• _Task description_: Collect all lines from the listing that include the string "documentation".
*** Begin section ***
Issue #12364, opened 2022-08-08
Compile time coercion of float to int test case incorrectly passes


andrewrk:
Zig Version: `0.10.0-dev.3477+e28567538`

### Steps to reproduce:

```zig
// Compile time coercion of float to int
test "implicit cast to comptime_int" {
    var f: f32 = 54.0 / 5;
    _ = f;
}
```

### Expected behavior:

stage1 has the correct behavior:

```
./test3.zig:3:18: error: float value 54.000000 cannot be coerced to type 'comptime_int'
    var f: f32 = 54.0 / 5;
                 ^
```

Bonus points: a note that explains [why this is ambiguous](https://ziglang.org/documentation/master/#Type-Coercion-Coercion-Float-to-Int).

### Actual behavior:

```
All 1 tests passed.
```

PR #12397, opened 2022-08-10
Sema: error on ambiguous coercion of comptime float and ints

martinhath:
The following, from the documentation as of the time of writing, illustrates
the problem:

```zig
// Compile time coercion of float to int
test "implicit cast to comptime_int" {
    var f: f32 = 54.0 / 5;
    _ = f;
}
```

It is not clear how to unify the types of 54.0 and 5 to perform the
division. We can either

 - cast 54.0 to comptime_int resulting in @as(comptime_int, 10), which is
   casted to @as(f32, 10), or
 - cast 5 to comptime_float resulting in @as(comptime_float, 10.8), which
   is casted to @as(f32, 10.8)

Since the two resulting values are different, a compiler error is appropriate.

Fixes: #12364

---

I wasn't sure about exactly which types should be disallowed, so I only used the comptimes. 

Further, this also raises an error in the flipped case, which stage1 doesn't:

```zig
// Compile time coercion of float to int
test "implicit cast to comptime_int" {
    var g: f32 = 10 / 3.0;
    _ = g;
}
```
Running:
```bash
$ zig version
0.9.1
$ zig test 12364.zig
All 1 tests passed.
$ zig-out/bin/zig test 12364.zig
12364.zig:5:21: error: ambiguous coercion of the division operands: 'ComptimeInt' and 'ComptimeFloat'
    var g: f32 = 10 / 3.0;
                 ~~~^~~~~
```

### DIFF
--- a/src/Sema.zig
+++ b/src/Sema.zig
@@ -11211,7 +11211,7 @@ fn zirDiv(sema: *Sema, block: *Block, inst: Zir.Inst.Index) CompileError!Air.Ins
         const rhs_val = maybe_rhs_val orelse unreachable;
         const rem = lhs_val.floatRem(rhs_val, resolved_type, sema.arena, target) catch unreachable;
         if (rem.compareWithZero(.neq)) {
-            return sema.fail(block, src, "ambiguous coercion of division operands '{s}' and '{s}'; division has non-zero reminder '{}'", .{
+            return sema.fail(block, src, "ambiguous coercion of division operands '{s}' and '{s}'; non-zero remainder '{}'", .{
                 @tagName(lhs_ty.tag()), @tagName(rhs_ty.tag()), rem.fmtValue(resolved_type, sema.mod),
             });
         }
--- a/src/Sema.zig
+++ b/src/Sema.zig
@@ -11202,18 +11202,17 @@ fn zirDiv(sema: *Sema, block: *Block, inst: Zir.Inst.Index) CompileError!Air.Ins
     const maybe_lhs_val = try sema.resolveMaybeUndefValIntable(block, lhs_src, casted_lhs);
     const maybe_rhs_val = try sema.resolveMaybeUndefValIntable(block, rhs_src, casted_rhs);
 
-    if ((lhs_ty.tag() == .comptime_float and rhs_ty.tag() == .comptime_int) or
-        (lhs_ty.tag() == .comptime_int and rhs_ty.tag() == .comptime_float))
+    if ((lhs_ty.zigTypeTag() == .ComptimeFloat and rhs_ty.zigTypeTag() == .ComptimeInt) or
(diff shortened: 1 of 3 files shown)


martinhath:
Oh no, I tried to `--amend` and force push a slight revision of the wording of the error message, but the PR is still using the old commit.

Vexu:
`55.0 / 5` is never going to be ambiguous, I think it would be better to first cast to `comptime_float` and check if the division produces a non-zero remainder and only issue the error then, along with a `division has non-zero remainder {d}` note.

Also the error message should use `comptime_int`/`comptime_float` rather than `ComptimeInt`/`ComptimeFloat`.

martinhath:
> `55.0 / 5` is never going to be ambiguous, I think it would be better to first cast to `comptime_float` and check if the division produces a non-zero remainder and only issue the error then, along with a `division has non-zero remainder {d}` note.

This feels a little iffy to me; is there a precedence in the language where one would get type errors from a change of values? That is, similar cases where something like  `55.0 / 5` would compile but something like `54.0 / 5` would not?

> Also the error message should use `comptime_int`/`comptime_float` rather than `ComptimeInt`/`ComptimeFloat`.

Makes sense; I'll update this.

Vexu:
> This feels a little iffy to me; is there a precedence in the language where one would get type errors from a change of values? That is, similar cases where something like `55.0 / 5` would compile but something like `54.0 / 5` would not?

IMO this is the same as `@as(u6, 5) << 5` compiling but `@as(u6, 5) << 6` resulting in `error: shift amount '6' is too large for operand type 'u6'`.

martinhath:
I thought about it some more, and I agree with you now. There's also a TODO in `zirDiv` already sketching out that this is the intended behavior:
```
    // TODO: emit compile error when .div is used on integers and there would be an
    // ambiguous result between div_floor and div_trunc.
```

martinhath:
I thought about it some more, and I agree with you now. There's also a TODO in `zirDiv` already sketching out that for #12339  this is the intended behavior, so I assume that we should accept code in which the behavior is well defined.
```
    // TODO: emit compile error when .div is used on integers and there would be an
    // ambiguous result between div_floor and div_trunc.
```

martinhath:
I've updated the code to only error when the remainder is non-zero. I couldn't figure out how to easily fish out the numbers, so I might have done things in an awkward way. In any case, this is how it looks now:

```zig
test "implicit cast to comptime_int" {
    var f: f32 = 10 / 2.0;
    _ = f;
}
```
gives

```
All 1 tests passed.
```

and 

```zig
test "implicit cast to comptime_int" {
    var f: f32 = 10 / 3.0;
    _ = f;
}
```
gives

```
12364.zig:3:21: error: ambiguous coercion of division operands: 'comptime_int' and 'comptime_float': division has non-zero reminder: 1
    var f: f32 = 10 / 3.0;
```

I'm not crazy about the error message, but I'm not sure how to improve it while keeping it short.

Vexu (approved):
*** End section ***
• _Task result_:
Bonus points: a note that explains [why this is ambiguous](https://ziglang.org/documentation/master/#Type-Coercion-Coercion-Float-to-Int).
The following, from the documentation as of the time of writing, illustrates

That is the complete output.